If you are on a graduated payment plan for your student loan debt, you are in a different situation. The graduated payment plan means that your payments will increase over time. Sometimes the plans go according to your potential income. If you are in a career that starts you off making little income, but then gradually increases over the years, it makes it easier for you to afford higher student loan payments down the road.

When it comes to USDA loans, the USDA requires lenders to use the maximum student loan payment for qualification purposes. This means the highest the payment will be throughout the loan’s entire term. This may make it slightly more difficult to qualify for the USDA loan since the debt ratio will be higher, especially if your income is lower now than you project it will be when you owe the maximum graduated student loan payment.
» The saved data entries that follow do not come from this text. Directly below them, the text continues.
Issue #373, opened 2019-12-11
Crest does not support Domain Reload option


huwb:
Disabling domain reload breaks Crest currently.

huwb:
Oh #417 fixed this, so closing.

PR #417, opened 2020-02-06
Support no domain reload

huwb:
## Status

Ready to merge.

One of our users needs this with a priority if possible. @daleeidd if you're working today could you please give this a review? If not it's fine. Thanks!

## What / why

The speedup entering/exiting playmode when domain reload is disabled in 2019.3 is incredible.

As noted in #373, crest did not support this option before now.

If the domain is not reloaded, any static variables will retain there value across the transition. There is a special callback that can be used to initialise these variables if needed. More info: https://docs.unity3d.com/2019.3/Documentation/Manual/DomainReloading.html

## How

Some of our statics don't need to be reset across reloads. Some statics didnt need to be statics at all (for example, some shader param ids where private, and members of a class that were basically a singleton, so there was no point making them static - e.g. `sp_LD_TexArray_Flow`).

The remaining statics received (re)initialisation in the callback. The callback isn't usable pre-2019.3, so i've left initialisation both in line in the variable declaration, and in the callback function.

I could have ifdef'd out the entire callback function (`InitStatics`) each time, but `TextureArrayHelpers` actually needs to call the function as it has non-trivial initialisation, so i decided to go with this.

Also, `TextureArrayHelpers` used to depend on OceanRenderer from static functions which was a weird dependency, because it created a texture array with the current lod count slices, and the current lod resolution. I realised i could just create it as (4, 4, MAX_LOD_COUNT), where 4 is a 'small number' (2 may have worked as well, or maybe 1, but i seem to recall 4 being a min size for some gpu related things like compression, and thought it may as well make sense to use this). This saves memory, probably improves perf, and removes the dependency.

(A final note, it would be good agree a coding standard for statics (perhaps here: https://github.com/crest-ocean/crest/blob/master/CONTRIBUTING.md ). I think they were originally `s_` but have evolved a bit organically and there is a range of things like no prefix, `_`, `s_`, `sp_`, and `krnl_`. I started setting them to `s_` but stopped as i think it would be best to agree something we're all happy with, and it probably deserves a new PR).

## Tests

I ran the example scenes in both 2018.4 and 2019.3 and all seems fine here. I ran a standalone build from 2019.3 as well and it seemed to work.

## Issues

None that i'm aware of, besides the pitfall of double initialisation, which i'm not sure can be easily resolved in a way that is elegant and works on versions pre-2019.3 and after.

### DIFF
--- a/crest/Assets/Crest/Crest/Scripts/Collision/QueryBase.cs
+++ b/crest/Assets/Crest/Crest/Scripts/Collision/QueryBase.cs
@@ -38,7 +38,7 @@ namespace Crest
         const int s_computeGroupSize = 64;
         public static bool s_useComputeCollQueries = true;
 
-        int sp_queryPositions_minGridSizes = Shader.PropertyToID("_QueryPositions_MinGridSizes");
+        readonly int sp_queryPositions_minGridSizes = Shader.PropertyToID("_QueryPositions_MinGridSizes");
 
         const float s_finiteDiffDx = 0.1f;
 
--- a/crest/Assets/Crest/Crest/Scripts/Collision/QueryBase.cs
+++ b/crest/Assets/Crest/Crest/Scripts/Collision/QueryBase.cs
@@ -38,7 +38,7 @@ namespace Crest
         const int s_computeGroupSize = 64;
         public static bool s_useComputeCollQueries = true;
 
-        readonly static int sp_queryPositions_minGridSizes = Shader.PropertyToID("_QueryPositions_MinGridSizes");
+        int sp_queryPositions_minGridSizes = Shader.PropertyToID("_QueryPositions_MinGridSizes");
 
         const float s_finiteDiffDx = 0.1f;
 
--- a/crest/Assets/Crest/Crest/Scripts/Collision/VisualiseCollisionArea.cs
+++ b/crest/Assets/Crest/Crest/Scripts/Collision/VisualiseCollisionArea.cs
@@ -12,7 +12,7 @@ namespace Crest
 
         float[] _resultHeights = new float[s_steps * s_steps];
 
-        static float s_radius = 5f;
+        readonly float s_radius = 5f;
         static readonly int s_steps = 10;
 
         Vector3[] _samplePositions = new Vector3[s_steps * s_steps];
--- a/crest/Assets/Crest/Crest/Scripts/Collision/VisualiseCollisionArea.cs
+++ b/crest/Assets/Crest/Crest/Scripts/Collision/VisualiseCollisionArea.cs
@@ -12,7 +12,7 @@ namespace Crest
 
         float[] _resultHeights = new float[s_steps * s_steps];
 
-        readonly float s_radius = 5f;
+        static readonly float s_radius = 5f;
         static readonly int s_steps = 10;
 
         Vector3[] _samplePositions = new Vector3[s_steps * s_steps];
--- a/crest/Assets/Crest/Crest/Scripts/Helpers/OceanDebugGUI.cs
+++ b/crest/Assets/Crest/Crest/Scripts/Helpers/OceanDebugGUI.cs
@@ -17,8 +17,8 @@ namespace Crest
         readonly static Color _guiColor = Color.black * 0.7f;
         ShapeGerstnerBatched[] _gerstners;
 
-        static Dictionary<System.Type, bool> s_drawTargets = new Dictionary<System.Type, bool>();
-        static Dictionary<System.Type, string> s_simNames = new Dictionary<System.Type, string>();
+        static readonly Dictionary<System.Type, bool> s_drawTargets = new Dictionary<System.Type, bool>();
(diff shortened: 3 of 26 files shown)


daleeidd:
Looks ok to me. It tested fine too. Hopefully I didn't miss something.

Couldn't collections like Dictionary be kept as readonly and just use `dictionary.Clear()` in `InitStatics`?

crest/Assets/Crest/Crest/Scripts/Collision/QueryBase.cs
```diff
@@ -38,7 +38,7 @@ public abstract class QueryBase : MonoBehaviour
         const int s_computeGroupSize = 64;
         public static bool s_useComputeCollQueries = true;
 
-        readonly static int sp_queryPositions_minGridSizes = Shader.PropertyToID("_QueryPositions_MinGridSizes");
+        int sp_queryPositions_minGridSizes = Shader.PropertyToID("_QueryPositions_MinGridSizes");
```
moosichu: Don't we still want to keep these as readonly?

crest/Assets/Crest/Crest/Scripts/Collision/VisualiseCollisionArea.cs
```diff
@@ -12,7 +12,7 @@ public class VisualiseCollisionArea : MonoBehaviour
 
         float[] _resultHeights = new float[s_steps * s_steps];
 
-        static float s_radius = 5f;
+        readonly float s_radius = 5f;
```
moosichu: Readonly values which are initialised with constant values can also remain static.

crest/Assets/Crest/Crest/Scripts/Helpers/OceanDebugGUI.cs
```diff
@@ -216,5 +216,16 @@ void ToggleGUI()
...
             _guiVisible = !_guiVisible;
         }
+
+#if UNITY_2019_3_OR_NEWER
+        [RuntimeInitializeOnLoadMethod(RuntimeInitializeLoadType.SubsystemRegistration)]
+#endif
+        static void InitStatics()
+        {
+            // Init here from 2019.3 onwards
+            s_drawTargets = new Dictionary<System.Type, bool>();
```
moosichu: I would keep the dictionaries as readonly and just clear them.

crest/Assets/Crest/Crest/Scripts/Collision/QueryBase.cs
huwb: I assumed that we need to reinit them each time. I did google it but didnt find anything. so i made them not readonly so they can be re-init'd each time. I think this is the safest route.

crest/Assets/Crest/Crest/Scripts/Collision/VisualiseCollisionArea.cs
huwb: Oops not sure why i did that. fixed now. thanks.

crest/Assets/Crest/Crest/Scripts/Helpers/OceanDebugGUI.cs
huwb: Ok ill do it that way

crest/Assets/Crest/Crest/Scripts/Collision/QueryBase.cs
huwb: sorry just realised this was one i removed the static flag from. yeah they could be readonly, good point. ill take a look

huwb:
Thanks both!

I responded to comments directly, thanks for those

@daleeidd good catch on the static events. looking at that one revealed something pretty funky in the code - currently every ocean chunk registers the begin camera rendering event, only to set the same static reference. i.e. `_camera` is set to the same value dozens of times. I've made a change which first deregisters before registering, which means only one chunk will eventually register and event (and i've added that code to deregister as instructed by the documentation). maybe there is a more sane way to do this, i need to think about it if theres a better way as this is a bit odd.

thanks for thoughts on coding standards too, we can discuss on discord if that makes sense

crest/Assets/Crest/Crest/Scripts/Collision/QueryBase.cs
huwb: done on latest. good catch

huwb:
Ok the latest should reflect all the feedback, does it look ok to you guys?

I retested on 2018.4 and 2019.3, all example scenes, with and without domain reload, and it seems to work well. And a standalone build too.

huwb:
Merging with Tom's blessing

daleeidd:
I just realised that the static event handler wasn't necessary this time round since `OnEnable` and `OnDisable` works like normal. Sorry about that. Unless you use `ExecuteInEditMode` which then "There is no extra OnDisable/OnEnable calls for ExecuteInEditMode scripts".

It is probably still not a bad idea to have it since it doesn't hurt.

The USDA takes all debts very seriously. They want to limit the risk of default since they guarantee the loans for lenders. This means that if you default on the loan, the USDA pays the lender back a portion of the loan that they lost. The USDA obviously wants to prevent this, which is why they care so much about your student loan debt.

Your best bet is to get concrete proof of your payments for your student loans. If the payments are high, you may have to work down some of your other debt in order to ensure that your USDA loan gets approved. In the end, it’s about the big picture and the level of risk that you pose to a lender. Minimizing your risk of default should help you get your USDA loan approval even with student loan debt.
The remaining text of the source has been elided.